**WHAT TO PRODUCE:** Return, from the lines below, each one that includes the word "nothing".

**TASK INPUTS:**

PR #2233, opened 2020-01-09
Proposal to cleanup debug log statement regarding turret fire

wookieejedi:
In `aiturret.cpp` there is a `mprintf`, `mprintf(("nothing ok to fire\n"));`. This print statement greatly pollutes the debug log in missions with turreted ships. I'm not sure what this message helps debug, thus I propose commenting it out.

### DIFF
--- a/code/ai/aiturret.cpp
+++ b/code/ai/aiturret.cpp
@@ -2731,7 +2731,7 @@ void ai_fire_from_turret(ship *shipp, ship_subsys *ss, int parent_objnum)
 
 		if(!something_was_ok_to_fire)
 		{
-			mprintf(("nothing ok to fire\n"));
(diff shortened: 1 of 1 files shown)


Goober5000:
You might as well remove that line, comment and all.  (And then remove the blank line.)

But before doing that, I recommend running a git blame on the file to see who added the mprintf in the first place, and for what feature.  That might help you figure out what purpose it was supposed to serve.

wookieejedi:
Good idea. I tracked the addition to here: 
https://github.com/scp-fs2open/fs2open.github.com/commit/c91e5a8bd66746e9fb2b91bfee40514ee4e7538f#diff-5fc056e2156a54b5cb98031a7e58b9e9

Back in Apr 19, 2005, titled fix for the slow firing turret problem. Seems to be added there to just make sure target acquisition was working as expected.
==
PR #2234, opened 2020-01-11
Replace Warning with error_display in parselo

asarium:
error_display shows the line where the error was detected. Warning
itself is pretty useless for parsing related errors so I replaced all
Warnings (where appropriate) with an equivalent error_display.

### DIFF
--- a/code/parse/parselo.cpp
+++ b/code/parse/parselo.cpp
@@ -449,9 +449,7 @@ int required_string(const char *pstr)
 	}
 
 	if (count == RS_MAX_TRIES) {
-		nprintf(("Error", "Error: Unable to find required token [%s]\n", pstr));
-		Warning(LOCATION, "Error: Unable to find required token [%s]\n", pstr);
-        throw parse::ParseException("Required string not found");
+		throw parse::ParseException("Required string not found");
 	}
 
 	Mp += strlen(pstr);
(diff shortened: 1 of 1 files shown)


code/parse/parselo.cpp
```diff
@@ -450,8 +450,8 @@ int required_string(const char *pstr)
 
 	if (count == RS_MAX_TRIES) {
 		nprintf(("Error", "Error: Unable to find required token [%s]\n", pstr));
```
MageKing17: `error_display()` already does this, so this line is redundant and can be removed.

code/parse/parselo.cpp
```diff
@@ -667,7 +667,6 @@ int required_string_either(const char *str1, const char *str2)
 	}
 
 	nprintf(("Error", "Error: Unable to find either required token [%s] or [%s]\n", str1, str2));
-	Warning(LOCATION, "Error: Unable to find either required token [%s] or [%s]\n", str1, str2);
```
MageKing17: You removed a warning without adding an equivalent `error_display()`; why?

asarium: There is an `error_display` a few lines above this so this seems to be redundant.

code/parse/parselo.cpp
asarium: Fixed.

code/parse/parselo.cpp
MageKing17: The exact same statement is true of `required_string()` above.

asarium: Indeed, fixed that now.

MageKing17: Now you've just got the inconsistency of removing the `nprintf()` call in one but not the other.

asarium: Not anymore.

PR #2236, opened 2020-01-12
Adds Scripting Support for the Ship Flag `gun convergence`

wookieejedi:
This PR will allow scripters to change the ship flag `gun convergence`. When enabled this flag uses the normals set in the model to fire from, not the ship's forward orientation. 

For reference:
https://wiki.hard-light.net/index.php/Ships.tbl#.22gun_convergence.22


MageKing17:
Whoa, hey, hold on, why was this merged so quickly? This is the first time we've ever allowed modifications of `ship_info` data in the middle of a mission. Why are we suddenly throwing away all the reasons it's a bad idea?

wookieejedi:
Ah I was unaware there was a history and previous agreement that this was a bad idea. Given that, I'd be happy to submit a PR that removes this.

**TASK RESPONSE:**
In `aiturret.cpp` there is a `mprintf`, `mprintf(("nothing ok to fire\n"));`. This print statement greatly pollutes the debug log in missions with turreted ships. I'm not sure what this message helps debug, thus I propose commenting it out.
-			mprintf(("nothing ok to fire\n"));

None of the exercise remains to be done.